JD Lasica, founder of Inside Social Media, is also a fiction author and the co-founder of the cruise discovery engine Cruiseable. See his About page, contact JD or follow him on Twitter.
tomrau says
Thanks JD for your short thoughts on journalism.
When it comes to news and Fact Checking, maintaining once reputation is the only way you can stay trustworthy.
There is a reason why so many news channels are regarded as lousy, onesided and untrustworthy. It's more important to report a scandal or catastrophe as fast as possible. Facts can be dealt with later on. Whether this has life changing consequences for anyone is neglected. Once someone has been falsely publicly accused it doesn't matter how good the fact check is afterwards to clear his / her name.
With social media everyone can create news. So your reputation is the most important thing you have. Once lost you'll hardly ever get it back. Trust is earned.
I'd love to see blogs and news with a widget for their level of serious and honest journalism.
Cheers
Tom
Jessica says
Great Info! Thanks for the post!
Russel Bandercroft says
I definitely think social media is changing things. It's allowing people to connect much differently than in the past. Not only that, the things that people are coming up with to twist them around are absolutely genius but at the same time I wonder if its a bad direction?
@robhahn says
Good review but… this statement:
Journalism that ferrets out corruption, that takes the pulse of a community, that sheds a light on international events is hard work, something that the crowd tends to avoid.

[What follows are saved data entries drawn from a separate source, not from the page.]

PR #248, opened 2026-08-18
Preserve in-flight executions after unregistration

### LINKED ISSUE #218: Should unregistering a tool cancel an in-flight executions?

domfarolino:
This PR preserves in-flight tool executions after a tool has been unregistered, thus fixing #218.

Fixes: #218.

***
<a href="https://pr-preview.s3.amazonaws.com/webmachinelearning/webmcp/pull/248.html" title="Last updated on Aug 19, 2026, 6:04 PM UTC (3304b21)">Preview</a> | <a href="https://pr-preview.s3.amazonaws.com/webmachinelearning/webmcp/248/3bab858...3304b21.html" title="Last updated on Aug 19, 2026, 6:04 PM UTC (3304b21)">Diff</a>

### DIFF
--- a/index.bs
+++ b/index.bs
@@ -556,9 +556,8 @@ To <dfn for="model context">unregister a tool</dfn> given a {{ModelContext}} |mo
 1. Let |targetDocument| be |modelContext|'s [=relevant global object=]'s [=associated
    Document|associated <code>Document</code>=].
 
-1. Run the following steps [=in parallel=]:
-
-   1. [=Notify documents of a tool change=] given |targetDocument| and |exposed origins|.
+1. [=In parallel=], [=notify documents of a tool change=] given |targetDocument| and |exposed
+   origins|.
 
 </div>
 
--- a/index.bs
+++ b/index.bs
@@ -249,7 +249,7 @@ To <dfn>cancel a pending tool execution</dfn> given a [=traversable navigable=] 
 1. If |traversable|'s [=traversable navigable/pending tool executions map=][|uuid|] does not
    [=map/exist=], then return.
 
-   Note: See <a href=#unregistration-race>this note</a> to learn how a tool's natural
+   Note: See <a href=#pending-execution-removal-race>this note</a> to learn how a tool's natural
    resolution/rejection can race with the caller's cancellation. This might result in the pending
    execution entry for |uuid| being removed before we get here. In that case, the
    {{ModelContext/executeTool()}} promise will still be rejected with the abort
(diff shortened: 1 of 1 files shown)


index.bs
```diff
@@ -556,29 +556,8 @@ To <dfn for="model context">unregister a tool</dfn> given a {{ModelContext}} |mo
...
-
-      1. Let |execution| be |traversable|'s [=traversable navigable/pending tool executions
-         map=][|uuid|].
-
-      1. Run |execution|'s [=pending tool execution/completion steps=] given null and false.
-
-         Note: This removes |execution| from the [=traversable navigable/pending tool executions
-         map=].
-
    1. [=Notify documents of a tool change=] given |targetDocument| and |exposed origins|.
```
```suggestion
1. [=In parallel=], [=Notify documents of a tool change=] given |targetDocument| and |exposed origins|.
```

beaufortfrancois (approved):
LGTM with nit

index.bs
domfarolino: Done (locally).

Doesn't that apply to folks like Rick Sanchez at CNN who was passing on unverified rumors about Rush Limbaugh? And wasn't the corruption at ACORN ferreted out not by “journalists” but by two blogger-types?
Maybe when journalists actually start caring more about the truth and less about their Authority, which they haven't earned, the hostility to legacy media might cease?
-rsh
jdlasica says
Rob, you're welcome to your opinion, and I agree that arrogance remains a big problem in traditional media, but I suspect that any media organization that doesn't conform with a wide swath of the public's political views, however truthful and fact-based, would still incur their wrath.